**What is being asked:** Examine the material below. Gather every line in which the string "otherwise" appears.

**Given entries:**
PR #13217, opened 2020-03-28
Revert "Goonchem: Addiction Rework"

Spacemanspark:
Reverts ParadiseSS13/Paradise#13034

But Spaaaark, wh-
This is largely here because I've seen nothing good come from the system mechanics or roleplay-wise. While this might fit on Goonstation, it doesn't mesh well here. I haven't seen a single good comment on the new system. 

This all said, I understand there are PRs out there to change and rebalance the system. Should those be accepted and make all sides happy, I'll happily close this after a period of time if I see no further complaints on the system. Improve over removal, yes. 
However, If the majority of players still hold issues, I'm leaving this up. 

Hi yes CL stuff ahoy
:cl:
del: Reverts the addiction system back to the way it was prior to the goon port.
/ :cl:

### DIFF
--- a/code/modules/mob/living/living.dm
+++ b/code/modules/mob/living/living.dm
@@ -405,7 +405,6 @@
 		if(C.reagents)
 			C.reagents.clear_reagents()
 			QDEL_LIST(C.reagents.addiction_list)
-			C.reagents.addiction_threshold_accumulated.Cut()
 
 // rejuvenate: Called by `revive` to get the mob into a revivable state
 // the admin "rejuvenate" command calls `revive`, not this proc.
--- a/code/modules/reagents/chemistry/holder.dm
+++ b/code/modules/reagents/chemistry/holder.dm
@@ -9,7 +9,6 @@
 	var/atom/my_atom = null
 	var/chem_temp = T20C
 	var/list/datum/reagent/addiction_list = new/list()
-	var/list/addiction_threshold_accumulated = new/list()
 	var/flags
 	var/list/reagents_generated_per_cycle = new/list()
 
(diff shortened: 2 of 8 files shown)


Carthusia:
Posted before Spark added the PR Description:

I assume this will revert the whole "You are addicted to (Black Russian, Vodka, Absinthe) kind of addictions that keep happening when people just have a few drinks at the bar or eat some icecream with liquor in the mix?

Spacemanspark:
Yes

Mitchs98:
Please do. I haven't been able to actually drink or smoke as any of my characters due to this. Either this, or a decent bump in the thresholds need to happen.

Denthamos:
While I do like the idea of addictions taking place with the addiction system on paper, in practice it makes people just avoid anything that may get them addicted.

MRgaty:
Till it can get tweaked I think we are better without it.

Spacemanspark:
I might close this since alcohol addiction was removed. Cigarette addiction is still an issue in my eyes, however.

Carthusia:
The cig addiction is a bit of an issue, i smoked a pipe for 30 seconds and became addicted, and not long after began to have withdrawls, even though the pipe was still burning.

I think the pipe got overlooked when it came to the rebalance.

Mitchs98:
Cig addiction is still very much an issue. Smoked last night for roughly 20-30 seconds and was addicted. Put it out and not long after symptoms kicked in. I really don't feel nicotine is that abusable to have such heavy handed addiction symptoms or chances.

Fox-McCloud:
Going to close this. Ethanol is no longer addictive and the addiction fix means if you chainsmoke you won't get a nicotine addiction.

...

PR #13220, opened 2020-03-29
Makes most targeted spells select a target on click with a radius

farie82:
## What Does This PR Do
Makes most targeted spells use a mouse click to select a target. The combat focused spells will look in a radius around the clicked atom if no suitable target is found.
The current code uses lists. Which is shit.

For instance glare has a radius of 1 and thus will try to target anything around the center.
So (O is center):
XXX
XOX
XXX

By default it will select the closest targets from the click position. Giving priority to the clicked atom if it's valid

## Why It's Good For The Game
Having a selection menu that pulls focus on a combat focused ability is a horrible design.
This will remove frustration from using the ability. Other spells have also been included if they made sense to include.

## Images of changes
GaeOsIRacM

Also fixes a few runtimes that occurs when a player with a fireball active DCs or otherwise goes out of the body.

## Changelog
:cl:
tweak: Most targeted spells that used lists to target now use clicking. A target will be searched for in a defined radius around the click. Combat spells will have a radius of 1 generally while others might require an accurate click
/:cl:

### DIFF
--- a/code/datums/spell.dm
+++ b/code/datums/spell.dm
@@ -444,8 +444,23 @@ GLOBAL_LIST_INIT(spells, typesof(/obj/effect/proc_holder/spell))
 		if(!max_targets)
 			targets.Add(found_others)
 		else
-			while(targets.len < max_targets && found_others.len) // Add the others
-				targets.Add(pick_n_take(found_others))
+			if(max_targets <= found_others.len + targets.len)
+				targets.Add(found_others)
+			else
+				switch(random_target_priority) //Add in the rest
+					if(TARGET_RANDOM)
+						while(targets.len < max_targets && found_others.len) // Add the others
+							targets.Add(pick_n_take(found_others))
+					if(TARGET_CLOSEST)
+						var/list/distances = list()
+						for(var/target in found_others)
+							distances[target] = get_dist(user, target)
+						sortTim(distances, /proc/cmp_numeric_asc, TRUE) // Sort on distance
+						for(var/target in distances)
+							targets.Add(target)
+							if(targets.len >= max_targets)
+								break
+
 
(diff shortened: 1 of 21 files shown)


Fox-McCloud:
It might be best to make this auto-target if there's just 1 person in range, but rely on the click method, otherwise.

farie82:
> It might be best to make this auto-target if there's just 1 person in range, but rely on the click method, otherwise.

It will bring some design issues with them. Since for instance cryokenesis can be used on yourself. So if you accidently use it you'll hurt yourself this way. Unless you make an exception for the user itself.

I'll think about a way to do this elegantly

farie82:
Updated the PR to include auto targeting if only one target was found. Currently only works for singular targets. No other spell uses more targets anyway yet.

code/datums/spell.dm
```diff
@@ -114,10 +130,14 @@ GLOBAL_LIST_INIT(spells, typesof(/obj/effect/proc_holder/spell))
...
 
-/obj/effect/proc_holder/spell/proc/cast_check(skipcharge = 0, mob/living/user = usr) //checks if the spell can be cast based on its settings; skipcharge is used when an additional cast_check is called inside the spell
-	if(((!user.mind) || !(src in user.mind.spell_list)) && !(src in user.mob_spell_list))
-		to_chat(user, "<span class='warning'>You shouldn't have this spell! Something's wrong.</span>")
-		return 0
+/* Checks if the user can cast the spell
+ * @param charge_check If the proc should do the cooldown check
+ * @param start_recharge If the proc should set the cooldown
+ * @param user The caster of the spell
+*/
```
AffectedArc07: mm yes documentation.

**Reply:**
Also fixes a few runtimes that occurs when a player with a fireball active DCs or otherwise goes out of the body.
It might be best to make this auto-target if there's just 1 person in range, but rely on the click method, otherwise.
> It might be best to make this auto-target if there's just 1 person in range, but rely on the click method, otherwise.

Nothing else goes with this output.